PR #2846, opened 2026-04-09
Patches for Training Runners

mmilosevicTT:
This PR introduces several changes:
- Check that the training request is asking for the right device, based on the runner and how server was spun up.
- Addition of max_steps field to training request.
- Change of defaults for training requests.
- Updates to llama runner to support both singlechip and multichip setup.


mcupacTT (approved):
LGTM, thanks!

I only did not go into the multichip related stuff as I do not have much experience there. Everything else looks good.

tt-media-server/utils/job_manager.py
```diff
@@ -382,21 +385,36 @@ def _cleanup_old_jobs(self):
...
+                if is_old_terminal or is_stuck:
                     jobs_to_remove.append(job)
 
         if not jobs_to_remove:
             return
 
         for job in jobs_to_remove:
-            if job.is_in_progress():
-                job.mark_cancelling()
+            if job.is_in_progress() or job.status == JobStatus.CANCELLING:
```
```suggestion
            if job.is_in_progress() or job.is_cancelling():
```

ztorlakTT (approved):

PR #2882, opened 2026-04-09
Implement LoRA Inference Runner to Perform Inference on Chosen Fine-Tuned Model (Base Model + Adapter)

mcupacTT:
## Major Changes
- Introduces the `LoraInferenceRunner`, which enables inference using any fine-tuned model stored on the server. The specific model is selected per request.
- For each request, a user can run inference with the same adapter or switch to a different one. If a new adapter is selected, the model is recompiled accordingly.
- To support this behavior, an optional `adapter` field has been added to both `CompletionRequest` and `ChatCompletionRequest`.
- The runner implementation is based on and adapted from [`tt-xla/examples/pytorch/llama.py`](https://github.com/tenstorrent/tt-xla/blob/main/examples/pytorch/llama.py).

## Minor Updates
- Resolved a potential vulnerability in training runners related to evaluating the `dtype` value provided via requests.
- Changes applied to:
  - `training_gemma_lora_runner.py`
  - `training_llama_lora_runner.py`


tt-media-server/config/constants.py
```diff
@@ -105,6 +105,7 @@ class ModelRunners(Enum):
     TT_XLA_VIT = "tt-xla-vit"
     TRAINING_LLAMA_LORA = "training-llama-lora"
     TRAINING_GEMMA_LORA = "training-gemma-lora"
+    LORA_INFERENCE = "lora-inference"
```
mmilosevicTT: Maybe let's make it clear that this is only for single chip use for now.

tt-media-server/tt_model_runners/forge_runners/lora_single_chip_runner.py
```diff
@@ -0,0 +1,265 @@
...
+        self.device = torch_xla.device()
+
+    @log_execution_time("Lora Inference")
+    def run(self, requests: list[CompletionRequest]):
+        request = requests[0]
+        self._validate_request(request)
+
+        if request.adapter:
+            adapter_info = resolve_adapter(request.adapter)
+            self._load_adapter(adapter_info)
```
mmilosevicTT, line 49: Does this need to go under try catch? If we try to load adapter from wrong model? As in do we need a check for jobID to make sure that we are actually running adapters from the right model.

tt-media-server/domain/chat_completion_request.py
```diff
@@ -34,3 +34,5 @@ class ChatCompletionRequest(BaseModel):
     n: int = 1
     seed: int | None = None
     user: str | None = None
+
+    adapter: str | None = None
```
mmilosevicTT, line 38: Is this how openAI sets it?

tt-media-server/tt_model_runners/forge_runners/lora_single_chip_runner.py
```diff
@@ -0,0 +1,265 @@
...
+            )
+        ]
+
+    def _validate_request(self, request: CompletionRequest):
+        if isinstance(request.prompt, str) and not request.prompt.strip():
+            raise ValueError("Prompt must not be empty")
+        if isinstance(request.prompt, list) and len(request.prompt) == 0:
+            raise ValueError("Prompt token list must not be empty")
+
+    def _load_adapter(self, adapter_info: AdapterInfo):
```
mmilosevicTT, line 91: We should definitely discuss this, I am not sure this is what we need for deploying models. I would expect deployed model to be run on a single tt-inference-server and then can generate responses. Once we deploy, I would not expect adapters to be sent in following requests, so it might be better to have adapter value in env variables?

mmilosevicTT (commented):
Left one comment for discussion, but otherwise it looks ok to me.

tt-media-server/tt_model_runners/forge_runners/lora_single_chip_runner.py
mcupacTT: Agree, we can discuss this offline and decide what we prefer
■ ■ ■ ■ ■ ■ ■
Exercise prompt
Beginning at the top of the data, extract each line through the line containing "- Addition of" and return those lines exactly, with nothing added.

Solution for this task
PR #2846, opened 2026-04-09
Patches for Training Runners

mmilosevicTT:
This PR introduces several changes:
- Check that the training request is asking for the right device, based on the runner and how server was spun up.
- Addition of max_steps field to training request.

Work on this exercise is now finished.